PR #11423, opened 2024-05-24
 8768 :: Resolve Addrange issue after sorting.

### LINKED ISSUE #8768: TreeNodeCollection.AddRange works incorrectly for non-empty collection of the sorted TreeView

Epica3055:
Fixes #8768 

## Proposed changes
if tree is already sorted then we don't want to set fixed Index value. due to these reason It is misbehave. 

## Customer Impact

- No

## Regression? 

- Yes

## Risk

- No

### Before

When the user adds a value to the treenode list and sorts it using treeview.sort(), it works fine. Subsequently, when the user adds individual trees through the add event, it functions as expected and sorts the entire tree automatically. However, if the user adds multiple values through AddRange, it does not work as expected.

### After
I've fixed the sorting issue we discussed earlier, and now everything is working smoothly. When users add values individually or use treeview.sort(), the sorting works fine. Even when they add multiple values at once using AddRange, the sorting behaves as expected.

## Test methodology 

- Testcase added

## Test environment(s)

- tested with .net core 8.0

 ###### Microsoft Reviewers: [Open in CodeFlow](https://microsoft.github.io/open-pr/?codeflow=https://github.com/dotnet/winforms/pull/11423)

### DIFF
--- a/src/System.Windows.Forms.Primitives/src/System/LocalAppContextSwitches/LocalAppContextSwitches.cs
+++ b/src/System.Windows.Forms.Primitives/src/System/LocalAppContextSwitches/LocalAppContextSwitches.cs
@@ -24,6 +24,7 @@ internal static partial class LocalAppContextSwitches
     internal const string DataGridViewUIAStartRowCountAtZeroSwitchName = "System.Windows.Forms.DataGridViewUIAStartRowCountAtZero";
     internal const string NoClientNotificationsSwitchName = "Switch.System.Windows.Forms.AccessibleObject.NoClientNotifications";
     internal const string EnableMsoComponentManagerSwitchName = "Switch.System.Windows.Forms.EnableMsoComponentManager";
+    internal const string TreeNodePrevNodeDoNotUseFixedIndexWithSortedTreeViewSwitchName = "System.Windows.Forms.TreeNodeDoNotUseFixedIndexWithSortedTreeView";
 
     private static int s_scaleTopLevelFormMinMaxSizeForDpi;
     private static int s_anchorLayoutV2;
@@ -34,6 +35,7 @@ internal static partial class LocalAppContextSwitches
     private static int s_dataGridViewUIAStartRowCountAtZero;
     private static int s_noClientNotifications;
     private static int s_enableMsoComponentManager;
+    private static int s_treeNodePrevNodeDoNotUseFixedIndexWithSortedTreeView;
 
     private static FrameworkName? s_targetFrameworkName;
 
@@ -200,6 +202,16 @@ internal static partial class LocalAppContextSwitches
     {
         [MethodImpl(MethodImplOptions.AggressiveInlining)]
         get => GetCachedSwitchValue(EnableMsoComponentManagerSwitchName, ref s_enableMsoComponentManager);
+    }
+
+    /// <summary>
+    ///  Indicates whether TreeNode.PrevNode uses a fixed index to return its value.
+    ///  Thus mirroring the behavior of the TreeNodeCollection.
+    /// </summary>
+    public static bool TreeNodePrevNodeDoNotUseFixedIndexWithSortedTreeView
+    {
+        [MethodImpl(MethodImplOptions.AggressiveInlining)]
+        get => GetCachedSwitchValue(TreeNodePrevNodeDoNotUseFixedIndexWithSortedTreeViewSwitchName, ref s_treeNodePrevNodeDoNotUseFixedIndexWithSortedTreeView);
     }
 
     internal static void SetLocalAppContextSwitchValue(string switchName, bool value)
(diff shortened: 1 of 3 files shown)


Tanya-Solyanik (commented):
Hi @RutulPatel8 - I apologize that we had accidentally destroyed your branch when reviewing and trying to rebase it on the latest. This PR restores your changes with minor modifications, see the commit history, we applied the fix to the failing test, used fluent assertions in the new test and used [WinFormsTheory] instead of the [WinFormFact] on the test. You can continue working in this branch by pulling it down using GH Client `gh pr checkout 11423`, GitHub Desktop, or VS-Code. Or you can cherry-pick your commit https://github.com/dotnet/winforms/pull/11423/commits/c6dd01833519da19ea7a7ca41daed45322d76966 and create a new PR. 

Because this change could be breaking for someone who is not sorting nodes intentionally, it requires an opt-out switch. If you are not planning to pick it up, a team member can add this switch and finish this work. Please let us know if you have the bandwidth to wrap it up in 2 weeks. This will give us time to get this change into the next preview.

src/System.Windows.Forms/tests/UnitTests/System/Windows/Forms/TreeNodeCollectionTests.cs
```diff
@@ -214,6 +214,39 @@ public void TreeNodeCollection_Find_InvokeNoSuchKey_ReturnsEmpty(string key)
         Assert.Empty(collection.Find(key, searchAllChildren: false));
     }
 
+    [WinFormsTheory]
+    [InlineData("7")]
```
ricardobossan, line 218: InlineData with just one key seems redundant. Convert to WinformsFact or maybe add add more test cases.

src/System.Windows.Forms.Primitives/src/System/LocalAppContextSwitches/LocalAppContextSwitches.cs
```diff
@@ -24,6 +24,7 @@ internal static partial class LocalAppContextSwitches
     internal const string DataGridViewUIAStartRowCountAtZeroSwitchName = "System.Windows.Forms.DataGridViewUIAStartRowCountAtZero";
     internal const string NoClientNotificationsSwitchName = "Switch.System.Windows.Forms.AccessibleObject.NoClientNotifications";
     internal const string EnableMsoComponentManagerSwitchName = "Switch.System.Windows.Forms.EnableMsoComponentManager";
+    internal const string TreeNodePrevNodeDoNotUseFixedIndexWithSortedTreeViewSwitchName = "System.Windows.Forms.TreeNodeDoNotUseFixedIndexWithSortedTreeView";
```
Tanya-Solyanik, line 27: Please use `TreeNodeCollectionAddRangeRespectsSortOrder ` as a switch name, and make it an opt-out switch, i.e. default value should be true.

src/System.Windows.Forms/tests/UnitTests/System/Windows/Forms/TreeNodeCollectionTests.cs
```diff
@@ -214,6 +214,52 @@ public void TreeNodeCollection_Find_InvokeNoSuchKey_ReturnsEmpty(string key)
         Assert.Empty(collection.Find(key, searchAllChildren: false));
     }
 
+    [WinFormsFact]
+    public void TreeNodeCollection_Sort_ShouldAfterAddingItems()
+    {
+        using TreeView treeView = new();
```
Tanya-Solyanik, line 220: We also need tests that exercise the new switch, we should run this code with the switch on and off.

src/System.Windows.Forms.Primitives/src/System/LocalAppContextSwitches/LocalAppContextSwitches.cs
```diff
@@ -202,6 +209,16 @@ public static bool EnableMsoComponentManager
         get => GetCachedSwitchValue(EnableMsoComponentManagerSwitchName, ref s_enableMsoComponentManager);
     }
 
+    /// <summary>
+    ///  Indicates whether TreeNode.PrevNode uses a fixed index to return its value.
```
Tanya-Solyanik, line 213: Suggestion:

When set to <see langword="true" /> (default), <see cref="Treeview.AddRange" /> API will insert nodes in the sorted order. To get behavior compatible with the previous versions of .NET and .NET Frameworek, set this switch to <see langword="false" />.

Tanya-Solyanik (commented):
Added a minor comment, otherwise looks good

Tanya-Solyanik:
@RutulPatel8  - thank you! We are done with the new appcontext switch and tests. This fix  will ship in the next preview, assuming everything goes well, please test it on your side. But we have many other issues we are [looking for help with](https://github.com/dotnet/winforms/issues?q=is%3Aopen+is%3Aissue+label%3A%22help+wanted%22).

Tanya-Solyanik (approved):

## Your assignment
Please copy every line of the material exactly.

## Task response
PR #11423, opened 2024-05-24
 8768 :: Resolve Addrange issue after sorting.

### LINKED ISSUE #8768: TreeNodeCollection.AddRange works incorrectly for non-empty collection of the sorted TreeView

Epica3055:
Fixes #8768 

## Proposed changes
if tree is already sorted then we don't want to set fixed Index value. due to these reason It is misbehave. 

## Customer Impact

- No

## Regression? 

- Yes

## Risk

- No

### Before

When the user adds a value to the treenode list and sorts it using treeview.sort(), it works fine. Subsequently, when the user adds individual trees through the add event, it functions as expected and sorts the entire tree automatically. However, if the user adds multiple values through AddRange, it does not work as expected.

### After
I've fixed the sorting issue we discussed earlier, and now everything is working smoothly. When users add values individually or use treeview.sort(), the sorting works fine. Even when they add multiple values at once using AddRange, the sorting behaves as expected.

## Test methodology 

- Testcase added

## Test environment(s)

- tested with .net core 8.0

 ###### Microsoft Reviewers: [Open in CodeFlow](https://microsoft.github.io/open-pr/?codeflow=https://github.com/dotnet/winforms/pull/11423)

### DIFF
--- a/src/System.Windows.Forms.Primitives/src/System/LocalAppContextSwitches/LocalAppContextSwitches.cs
+++ b/src/System.Windows.Forms.Primitives/src/System/LocalAppContextSwitches/LocalAppContextSwitches.cs
@@ -24,6 +24,7 @@ internal static partial class LocalAppContextSwitches
     internal const string DataGridViewUIAStartRowCountAtZeroSwitchName = "System.Windows.Forms.DataGridViewUIAStartRowCountAtZero";
     internal const string NoClientNotificationsSwitchName = "Switch.System.Windows.Forms.AccessibleObject.NoClientNotifications";
     internal const string EnableMsoComponentManagerSwitchName = "Switch.System.Windows.Forms.EnableMsoComponentManager";
+    internal const string TreeNodePrevNodeDoNotUseFixedIndexWithSortedTreeViewSwitchName = "System.Windows.Forms.TreeNodeDoNotUseFixedIndexWithSortedTreeView";
 
     private static int s_scaleTopLevelFormMinMaxSizeForDpi;
     private static int s_anchorLayoutV2;
@@ -34,6 +35,7 @@ internal static partial class LocalAppContextSwitches
     private static int s_dataGridViewUIAStartRowCountAtZero;
     private static int s_noClientNotifications;
     private static int s_enableMsoComponentManager;
+    private static int s_treeNodePrevNodeDoNotUseFixedIndexWithSortedTreeView;
 
     private static FrameworkName? s_targetFrameworkName;
 
@@ -200,6 +202,16 @@ internal static partial class LocalAppContextSwitches
     {
         [MethodImpl(MethodImplOptions.AggressiveInlining)]
         get => GetCachedSwitchValue(EnableMsoComponentManagerSwitchName, ref s_enableMsoComponentManager);
+    }
+
+    /// <summary>
+    ///  Indicates whether TreeNode.PrevNode uses a fixed index to return its value.
+    ///  Thus mirroring the behavior of the TreeNodeCollection.
+    /// </summary>
+    public static bool TreeNodePrevNodeDoNotUseFixedIndexWithSortedTreeView
+    {
+        [MethodImpl(MethodImplOptions.AggressiveInlining)]
+        get => GetCachedSwitchValue(TreeNodePrevNodeDoNotUseFixedIndexWithSortedTreeViewSwitchName, ref s_treeNodePrevNodeDoNotUseFixedIndexWithSortedTreeView);
     }
 
     internal static void SetLocalAppContextSwitchValue(string switchName, bool value)
(diff shortened: 1 of 3 files shown)


Tanya-Solyanik (commented):
Hi @RutulPatel8 - I apologize that we had accidentally destroyed your branch when reviewing and trying to rebase it on the latest. This PR restores your changes with minor modifications, see the commit history, we applied the fix to the failing test, used fluent assertions in the new test and used [WinFormsTheory] instead of the [WinFormFact] on the test. You can continue working in this branch by pulling it down using GH Client `gh pr checkout 11423`, GitHub Desktop, or VS-Code. Or you can cherry-pick your commit https://github.com/dotnet/winforms/pull/11423/commits/c6dd01833519da19ea7a7ca41daed45322d76966 and create a new PR. 

Because this change could be breaking for someone who is not sorting nodes intentionally, it requires an opt-out switch. If you are not planning to pick it up, a team member can add this switch and finish this work. Please let us know if you have the bandwidth to wrap it up in 2 weeks. This will give us time to get this change into the next preview.

src/System.Windows.Forms/tests/UnitTests/System/Windows/Forms/TreeNodeCollectionTests.cs
```diff
@@ -214,6 +214,39 @@ public void TreeNodeCollection_Find_InvokeNoSuchKey_ReturnsEmpty(string key)
         Assert.Empty(collection.Find(key, searchAllChildren: false));
     }
 
+    [WinFormsTheory]
+    [InlineData("7")]
```
ricardobossan, line 218: InlineData with just one key seems redundant. Convert to WinformsFact or maybe add add more test cases.

src/System.Windows.Forms.Primitives/src/System/LocalAppContextSwitches/LocalAppContextSwitches.cs
```diff
@@ -24,6 +24,7 @@ internal static partial class LocalAppContextSwitches
     internal const string DataGridViewUIAStartRowCountAtZeroSwitchName = "System.Windows.Forms.DataGridViewUIAStartRowCountAtZero";
     internal const string NoClientNotificationsSwitchName = "Switch.System.Windows.Forms.AccessibleObject.NoClientNotifications";
     internal const string EnableMsoComponentManagerSwitchName = "Switch.System.Windows.Forms.EnableMsoComponentManager";
+    internal const string TreeNodePrevNodeDoNotUseFixedIndexWithSortedTreeViewSwitchName = "System.Windows.Forms.TreeNodeDoNotUseFixedIndexWithSortedTreeView";
```
Tanya-Solyanik, line 27: Please use `TreeNodeCollectionAddRangeRespectsSortOrder ` as a switch name, and make it an opt-out switch, i.e. default value should be true.

src/System.Windows.Forms/tests/UnitTests/System/Windows/Forms/TreeNodeCollectionTests.cs
```diff
@@ -214,6 +214,52 @@ public void TreeNodeCollection_Find_InvokeNoSuchKey_ReturnsEmpty(string key)
         Assert.Empty(collection.Find(key, searchAllChildren: false));
     }
 
+    [WinFormsFact]
+    public void TreeNodeCollection_Sort_ShouldAfterAddingItems()
+    {
+        using TreeView treeView = new();
```
Tanya-Solyanik, line 220: We also need tests that exercise the new switch, we should run this code with the switch on and off.

src/System.Windows.Forms.Primitives/src/System/LocalAppContextSwitches/LocalAppContextSwitches.cs
```diff
@@ -202,6 +209,16 @@ public static bool EnableMsoComponentManager
         get => GetCachedSwitchValue(EnableMsoComponentManagerSwitchName, ref s_enableMsoComponentManager);
     }
 
+    /// <summary>
+    ///  Indicates whether TreeNode.PrevNode uses a fixed index to return its value.
```
Tanya-Solyanik, line 213: Suggestion:

When set to <see langword="true" /> (default), <see cref="Treeview.AddRange" /> API will insert nodes in the sorted order. To get behavior compatible with the previous versions of .NET and .NET Frameworek, set this switch to <see langword="false" />.

Tanya-Solyanik (commented):
Added a minor comment, otherwise looks good

Tanya-Solyanik:
@RutulPatel8  - thank you! We are done with the new appcontext switch and tests. This fix  will ship in the next preview, assuming everything goes well, please test it on your side. But we have many other issues we are [looking for help with](https://github.com/dotnet/winforms/issues?q=is%3Aopen+is%3Aissue+label%3A%22help+wanted%22).

Tanya-Solyanik (approved):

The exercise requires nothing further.